• [Exercise instructions] Only the lines from the one containing "-1,0 +1,10 @@" through the one containing "PR #489, opened 2016-12-01" should be printed, exactly as they appear below, with both ends included.

• [Given information]

+++++

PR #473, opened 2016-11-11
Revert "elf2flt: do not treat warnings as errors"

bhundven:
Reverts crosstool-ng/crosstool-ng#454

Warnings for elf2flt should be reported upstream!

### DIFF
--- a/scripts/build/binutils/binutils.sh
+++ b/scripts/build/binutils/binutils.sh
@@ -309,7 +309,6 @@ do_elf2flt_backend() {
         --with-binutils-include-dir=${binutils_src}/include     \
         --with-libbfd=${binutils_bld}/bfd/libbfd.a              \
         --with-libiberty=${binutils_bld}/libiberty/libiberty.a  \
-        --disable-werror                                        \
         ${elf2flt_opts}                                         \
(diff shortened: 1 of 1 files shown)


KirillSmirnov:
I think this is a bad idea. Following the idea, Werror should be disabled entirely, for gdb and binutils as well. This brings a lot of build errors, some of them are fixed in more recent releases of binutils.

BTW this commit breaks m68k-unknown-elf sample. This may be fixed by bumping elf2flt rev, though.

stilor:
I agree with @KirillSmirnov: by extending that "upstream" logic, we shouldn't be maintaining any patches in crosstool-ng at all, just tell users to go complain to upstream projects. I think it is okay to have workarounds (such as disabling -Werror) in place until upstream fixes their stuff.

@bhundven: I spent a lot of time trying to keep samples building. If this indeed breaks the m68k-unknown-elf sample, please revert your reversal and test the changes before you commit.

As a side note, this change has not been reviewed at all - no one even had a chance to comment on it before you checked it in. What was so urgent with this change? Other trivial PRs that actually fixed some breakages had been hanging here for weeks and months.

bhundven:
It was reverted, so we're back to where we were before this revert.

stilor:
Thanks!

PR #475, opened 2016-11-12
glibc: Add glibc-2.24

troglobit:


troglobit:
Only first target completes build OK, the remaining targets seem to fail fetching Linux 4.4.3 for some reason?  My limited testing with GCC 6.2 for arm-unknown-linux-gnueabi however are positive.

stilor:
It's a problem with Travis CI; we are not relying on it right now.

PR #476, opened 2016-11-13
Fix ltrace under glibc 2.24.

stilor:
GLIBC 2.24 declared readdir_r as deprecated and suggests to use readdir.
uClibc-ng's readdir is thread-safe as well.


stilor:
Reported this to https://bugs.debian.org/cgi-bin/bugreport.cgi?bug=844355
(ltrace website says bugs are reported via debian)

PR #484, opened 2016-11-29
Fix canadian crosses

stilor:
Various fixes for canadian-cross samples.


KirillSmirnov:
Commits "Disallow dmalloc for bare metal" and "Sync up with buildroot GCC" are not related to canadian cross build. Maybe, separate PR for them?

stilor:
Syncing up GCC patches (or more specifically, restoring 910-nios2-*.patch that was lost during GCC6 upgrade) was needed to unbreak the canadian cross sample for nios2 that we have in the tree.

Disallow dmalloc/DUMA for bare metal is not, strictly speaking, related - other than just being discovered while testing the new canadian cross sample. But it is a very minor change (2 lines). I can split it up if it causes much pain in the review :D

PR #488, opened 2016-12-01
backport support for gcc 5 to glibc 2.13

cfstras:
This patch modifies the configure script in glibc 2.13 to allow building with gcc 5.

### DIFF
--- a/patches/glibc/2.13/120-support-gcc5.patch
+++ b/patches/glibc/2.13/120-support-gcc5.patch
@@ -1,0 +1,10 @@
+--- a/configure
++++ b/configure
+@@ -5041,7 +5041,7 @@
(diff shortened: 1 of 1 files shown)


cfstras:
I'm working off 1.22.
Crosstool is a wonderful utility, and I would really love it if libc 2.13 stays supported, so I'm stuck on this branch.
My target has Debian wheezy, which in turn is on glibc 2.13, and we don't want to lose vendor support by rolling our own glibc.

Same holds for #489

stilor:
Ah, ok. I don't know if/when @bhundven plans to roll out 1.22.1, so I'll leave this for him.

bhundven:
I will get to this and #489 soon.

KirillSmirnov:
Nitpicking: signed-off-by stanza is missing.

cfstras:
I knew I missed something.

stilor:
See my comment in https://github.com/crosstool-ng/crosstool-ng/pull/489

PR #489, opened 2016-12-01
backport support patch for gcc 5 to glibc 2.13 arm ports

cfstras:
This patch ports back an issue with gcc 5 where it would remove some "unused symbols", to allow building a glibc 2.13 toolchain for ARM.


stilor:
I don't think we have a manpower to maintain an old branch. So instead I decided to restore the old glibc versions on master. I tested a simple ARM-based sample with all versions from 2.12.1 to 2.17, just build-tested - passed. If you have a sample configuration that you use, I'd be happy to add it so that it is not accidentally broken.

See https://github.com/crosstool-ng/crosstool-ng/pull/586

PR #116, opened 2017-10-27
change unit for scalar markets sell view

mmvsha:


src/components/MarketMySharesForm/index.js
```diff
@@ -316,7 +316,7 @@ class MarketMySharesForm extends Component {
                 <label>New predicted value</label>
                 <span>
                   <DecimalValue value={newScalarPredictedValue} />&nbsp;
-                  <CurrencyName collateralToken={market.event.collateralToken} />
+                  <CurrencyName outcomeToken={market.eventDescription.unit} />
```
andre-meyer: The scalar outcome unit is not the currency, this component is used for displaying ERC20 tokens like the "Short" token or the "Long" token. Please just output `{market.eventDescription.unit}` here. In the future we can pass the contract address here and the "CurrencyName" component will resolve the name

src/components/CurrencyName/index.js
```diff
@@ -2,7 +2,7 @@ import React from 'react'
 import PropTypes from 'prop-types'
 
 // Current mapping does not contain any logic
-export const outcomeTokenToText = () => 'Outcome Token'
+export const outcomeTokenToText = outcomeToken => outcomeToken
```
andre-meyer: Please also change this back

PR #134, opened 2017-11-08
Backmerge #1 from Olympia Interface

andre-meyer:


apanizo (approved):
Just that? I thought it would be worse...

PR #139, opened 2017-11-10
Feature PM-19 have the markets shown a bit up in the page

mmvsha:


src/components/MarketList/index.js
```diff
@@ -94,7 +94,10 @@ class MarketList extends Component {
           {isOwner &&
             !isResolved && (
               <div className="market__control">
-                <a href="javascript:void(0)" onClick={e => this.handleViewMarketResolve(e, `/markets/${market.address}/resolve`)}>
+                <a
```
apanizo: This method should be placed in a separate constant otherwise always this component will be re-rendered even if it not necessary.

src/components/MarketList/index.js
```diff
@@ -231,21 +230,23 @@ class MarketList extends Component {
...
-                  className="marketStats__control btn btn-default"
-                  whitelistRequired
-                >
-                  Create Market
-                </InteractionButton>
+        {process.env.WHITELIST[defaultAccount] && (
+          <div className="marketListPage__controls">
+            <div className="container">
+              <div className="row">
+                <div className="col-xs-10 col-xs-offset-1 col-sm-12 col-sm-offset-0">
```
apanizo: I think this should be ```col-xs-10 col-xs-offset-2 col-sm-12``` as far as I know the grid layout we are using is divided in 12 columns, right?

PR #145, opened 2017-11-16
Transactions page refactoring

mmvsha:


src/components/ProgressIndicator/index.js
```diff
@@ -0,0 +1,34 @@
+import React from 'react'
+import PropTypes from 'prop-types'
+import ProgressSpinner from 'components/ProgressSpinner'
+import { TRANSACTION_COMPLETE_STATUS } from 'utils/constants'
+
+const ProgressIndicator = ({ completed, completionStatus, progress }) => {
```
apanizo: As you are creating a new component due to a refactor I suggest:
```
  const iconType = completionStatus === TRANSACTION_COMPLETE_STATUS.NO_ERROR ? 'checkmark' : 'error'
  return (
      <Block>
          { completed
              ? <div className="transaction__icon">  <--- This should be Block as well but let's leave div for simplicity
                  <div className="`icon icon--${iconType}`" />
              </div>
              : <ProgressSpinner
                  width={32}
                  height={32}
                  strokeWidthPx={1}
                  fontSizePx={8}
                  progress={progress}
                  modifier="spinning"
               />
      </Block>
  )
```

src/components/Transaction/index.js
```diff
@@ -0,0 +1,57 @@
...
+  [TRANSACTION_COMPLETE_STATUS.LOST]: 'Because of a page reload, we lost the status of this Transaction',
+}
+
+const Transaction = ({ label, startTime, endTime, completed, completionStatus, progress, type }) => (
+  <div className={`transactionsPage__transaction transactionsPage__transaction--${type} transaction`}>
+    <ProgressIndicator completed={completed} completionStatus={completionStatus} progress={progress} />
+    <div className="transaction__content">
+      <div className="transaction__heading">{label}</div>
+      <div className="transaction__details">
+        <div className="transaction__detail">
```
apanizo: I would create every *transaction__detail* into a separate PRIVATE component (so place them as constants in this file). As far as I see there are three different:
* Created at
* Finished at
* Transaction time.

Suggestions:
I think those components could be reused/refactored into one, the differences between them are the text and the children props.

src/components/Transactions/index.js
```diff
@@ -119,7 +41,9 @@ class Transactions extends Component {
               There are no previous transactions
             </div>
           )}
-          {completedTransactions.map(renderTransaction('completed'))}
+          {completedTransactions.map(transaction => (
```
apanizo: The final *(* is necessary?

+++++

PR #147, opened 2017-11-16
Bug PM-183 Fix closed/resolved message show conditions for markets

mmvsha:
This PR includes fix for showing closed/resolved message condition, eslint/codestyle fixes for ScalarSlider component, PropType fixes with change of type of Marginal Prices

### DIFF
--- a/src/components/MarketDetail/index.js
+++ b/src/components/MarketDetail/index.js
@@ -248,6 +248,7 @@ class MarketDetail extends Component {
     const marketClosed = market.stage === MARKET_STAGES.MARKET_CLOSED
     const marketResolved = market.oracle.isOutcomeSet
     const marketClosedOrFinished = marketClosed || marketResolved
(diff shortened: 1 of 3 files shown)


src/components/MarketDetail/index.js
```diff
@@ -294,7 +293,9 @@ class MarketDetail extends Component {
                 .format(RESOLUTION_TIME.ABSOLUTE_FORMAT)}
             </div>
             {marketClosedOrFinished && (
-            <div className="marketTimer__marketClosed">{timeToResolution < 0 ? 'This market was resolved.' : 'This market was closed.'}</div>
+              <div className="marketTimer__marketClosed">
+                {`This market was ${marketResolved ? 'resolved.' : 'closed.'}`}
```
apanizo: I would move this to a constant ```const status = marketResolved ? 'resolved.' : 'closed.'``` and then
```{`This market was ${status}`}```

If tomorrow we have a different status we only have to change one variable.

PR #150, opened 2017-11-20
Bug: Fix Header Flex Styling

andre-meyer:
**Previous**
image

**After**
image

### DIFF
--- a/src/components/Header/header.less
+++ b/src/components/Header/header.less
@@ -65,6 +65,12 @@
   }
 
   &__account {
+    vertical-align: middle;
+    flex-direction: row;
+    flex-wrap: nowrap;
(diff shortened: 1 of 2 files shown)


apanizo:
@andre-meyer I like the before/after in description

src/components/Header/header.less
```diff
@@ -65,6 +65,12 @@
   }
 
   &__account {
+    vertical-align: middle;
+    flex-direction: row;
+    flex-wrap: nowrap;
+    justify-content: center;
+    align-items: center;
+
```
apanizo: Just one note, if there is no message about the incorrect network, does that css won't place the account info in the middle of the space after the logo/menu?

+++++

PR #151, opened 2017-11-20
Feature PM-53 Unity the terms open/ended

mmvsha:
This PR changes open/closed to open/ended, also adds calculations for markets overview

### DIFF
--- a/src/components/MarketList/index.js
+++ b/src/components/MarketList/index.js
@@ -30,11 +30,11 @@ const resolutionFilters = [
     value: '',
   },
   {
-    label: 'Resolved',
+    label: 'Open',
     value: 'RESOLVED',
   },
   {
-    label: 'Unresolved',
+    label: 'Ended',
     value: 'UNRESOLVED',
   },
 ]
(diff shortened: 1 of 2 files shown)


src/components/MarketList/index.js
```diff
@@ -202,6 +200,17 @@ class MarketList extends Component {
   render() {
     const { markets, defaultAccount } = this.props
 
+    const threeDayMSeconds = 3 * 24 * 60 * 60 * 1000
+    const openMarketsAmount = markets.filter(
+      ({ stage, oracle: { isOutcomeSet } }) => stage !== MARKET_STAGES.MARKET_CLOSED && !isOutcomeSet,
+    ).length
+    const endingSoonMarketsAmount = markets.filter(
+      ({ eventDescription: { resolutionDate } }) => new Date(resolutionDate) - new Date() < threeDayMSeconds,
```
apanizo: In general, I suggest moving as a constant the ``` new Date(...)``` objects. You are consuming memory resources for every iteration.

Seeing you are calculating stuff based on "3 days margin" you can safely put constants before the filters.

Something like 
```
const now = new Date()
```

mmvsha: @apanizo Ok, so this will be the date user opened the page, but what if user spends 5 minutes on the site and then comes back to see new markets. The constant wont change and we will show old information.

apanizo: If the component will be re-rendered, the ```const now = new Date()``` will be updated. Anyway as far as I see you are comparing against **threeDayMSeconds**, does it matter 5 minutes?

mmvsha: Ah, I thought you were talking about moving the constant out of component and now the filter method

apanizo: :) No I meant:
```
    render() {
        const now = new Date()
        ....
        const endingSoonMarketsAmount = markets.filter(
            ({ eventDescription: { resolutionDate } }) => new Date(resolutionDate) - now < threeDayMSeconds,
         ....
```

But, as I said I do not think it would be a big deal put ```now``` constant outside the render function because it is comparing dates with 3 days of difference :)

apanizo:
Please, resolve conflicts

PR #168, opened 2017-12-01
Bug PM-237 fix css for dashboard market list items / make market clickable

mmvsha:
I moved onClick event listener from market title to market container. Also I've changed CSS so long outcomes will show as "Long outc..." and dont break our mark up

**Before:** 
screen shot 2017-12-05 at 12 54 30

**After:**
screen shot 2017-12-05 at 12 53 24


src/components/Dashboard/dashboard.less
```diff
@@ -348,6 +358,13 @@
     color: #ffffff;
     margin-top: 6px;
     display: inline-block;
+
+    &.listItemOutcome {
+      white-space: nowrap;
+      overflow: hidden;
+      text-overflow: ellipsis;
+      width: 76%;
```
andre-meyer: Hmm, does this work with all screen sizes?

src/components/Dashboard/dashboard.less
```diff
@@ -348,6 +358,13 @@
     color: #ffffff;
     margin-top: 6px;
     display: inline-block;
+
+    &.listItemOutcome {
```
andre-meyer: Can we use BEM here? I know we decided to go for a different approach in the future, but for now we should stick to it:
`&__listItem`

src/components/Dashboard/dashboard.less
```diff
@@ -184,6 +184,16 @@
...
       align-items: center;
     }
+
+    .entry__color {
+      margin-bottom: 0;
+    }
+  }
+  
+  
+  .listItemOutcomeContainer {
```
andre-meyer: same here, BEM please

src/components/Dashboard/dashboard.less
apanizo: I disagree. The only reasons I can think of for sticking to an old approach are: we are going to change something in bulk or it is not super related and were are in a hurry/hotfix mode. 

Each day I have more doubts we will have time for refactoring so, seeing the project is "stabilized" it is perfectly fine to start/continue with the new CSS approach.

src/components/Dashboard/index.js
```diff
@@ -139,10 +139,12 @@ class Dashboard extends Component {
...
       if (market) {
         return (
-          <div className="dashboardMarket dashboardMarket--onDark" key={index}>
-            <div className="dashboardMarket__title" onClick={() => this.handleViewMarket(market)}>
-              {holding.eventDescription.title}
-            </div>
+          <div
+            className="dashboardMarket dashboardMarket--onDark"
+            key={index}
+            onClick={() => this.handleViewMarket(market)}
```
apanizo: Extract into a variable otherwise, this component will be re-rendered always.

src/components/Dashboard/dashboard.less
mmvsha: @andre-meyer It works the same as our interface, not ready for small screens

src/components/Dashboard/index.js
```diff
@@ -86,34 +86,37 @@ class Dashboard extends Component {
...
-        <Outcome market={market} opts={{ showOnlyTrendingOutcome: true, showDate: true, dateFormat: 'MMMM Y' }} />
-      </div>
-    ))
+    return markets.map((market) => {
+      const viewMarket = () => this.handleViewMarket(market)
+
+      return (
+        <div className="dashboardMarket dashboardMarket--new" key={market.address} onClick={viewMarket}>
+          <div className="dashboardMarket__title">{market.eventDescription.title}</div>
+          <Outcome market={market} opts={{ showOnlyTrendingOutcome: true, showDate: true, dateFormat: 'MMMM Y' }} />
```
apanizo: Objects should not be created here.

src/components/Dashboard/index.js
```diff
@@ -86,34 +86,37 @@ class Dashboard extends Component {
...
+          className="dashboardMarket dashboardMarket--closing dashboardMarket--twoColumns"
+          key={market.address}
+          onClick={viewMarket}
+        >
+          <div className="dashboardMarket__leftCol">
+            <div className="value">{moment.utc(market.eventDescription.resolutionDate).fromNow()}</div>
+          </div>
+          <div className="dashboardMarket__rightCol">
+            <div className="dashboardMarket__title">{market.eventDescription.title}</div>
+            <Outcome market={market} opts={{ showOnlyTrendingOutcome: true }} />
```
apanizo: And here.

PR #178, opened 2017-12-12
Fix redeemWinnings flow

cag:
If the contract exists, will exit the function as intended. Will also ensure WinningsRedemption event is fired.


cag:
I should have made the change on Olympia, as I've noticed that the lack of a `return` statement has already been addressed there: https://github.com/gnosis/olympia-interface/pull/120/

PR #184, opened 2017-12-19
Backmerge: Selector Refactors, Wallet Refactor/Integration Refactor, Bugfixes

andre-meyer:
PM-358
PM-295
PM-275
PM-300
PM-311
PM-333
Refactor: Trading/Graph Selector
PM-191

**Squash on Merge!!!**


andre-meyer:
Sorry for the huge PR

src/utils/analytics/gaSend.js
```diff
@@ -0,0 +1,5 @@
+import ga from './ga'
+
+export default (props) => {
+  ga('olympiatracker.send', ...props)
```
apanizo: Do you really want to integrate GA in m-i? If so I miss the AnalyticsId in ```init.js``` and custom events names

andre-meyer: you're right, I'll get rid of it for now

+++++

• [Response to this exercise]
@@ -1,0 +1,10 @@
+--- a/configure
++++ b/configure
+@@ -5041,7 +5041,7 @@
(diff shortened: 1 of 1 files shown)


cfstras:
I'm working off 1.22.
Crosstool is a wonderful utility, and I would really love it if libc 2.13 stays supported, so I'm stuck on this branch.
My target has Debian wheezy, which in turn is on glibc 2.13, and we don't want to lose vendor support by rolling our own glibc.

Same holds for #489

stilor:
Ah, ok. I don't know if/when @bhundven plans to roll out 1.22.1, so I'll leave this for him.

bhundven:
I will get to this and #489 soon.

KirillSmirnov:
Nitpicking: signed-off-by stanza is missing.

cfstras:
I knew I missed something.

stilor:
See my comment in https://github.com/crosstool-ng/crosstool-ng/pull/489

PR #489, opened 2016-12-01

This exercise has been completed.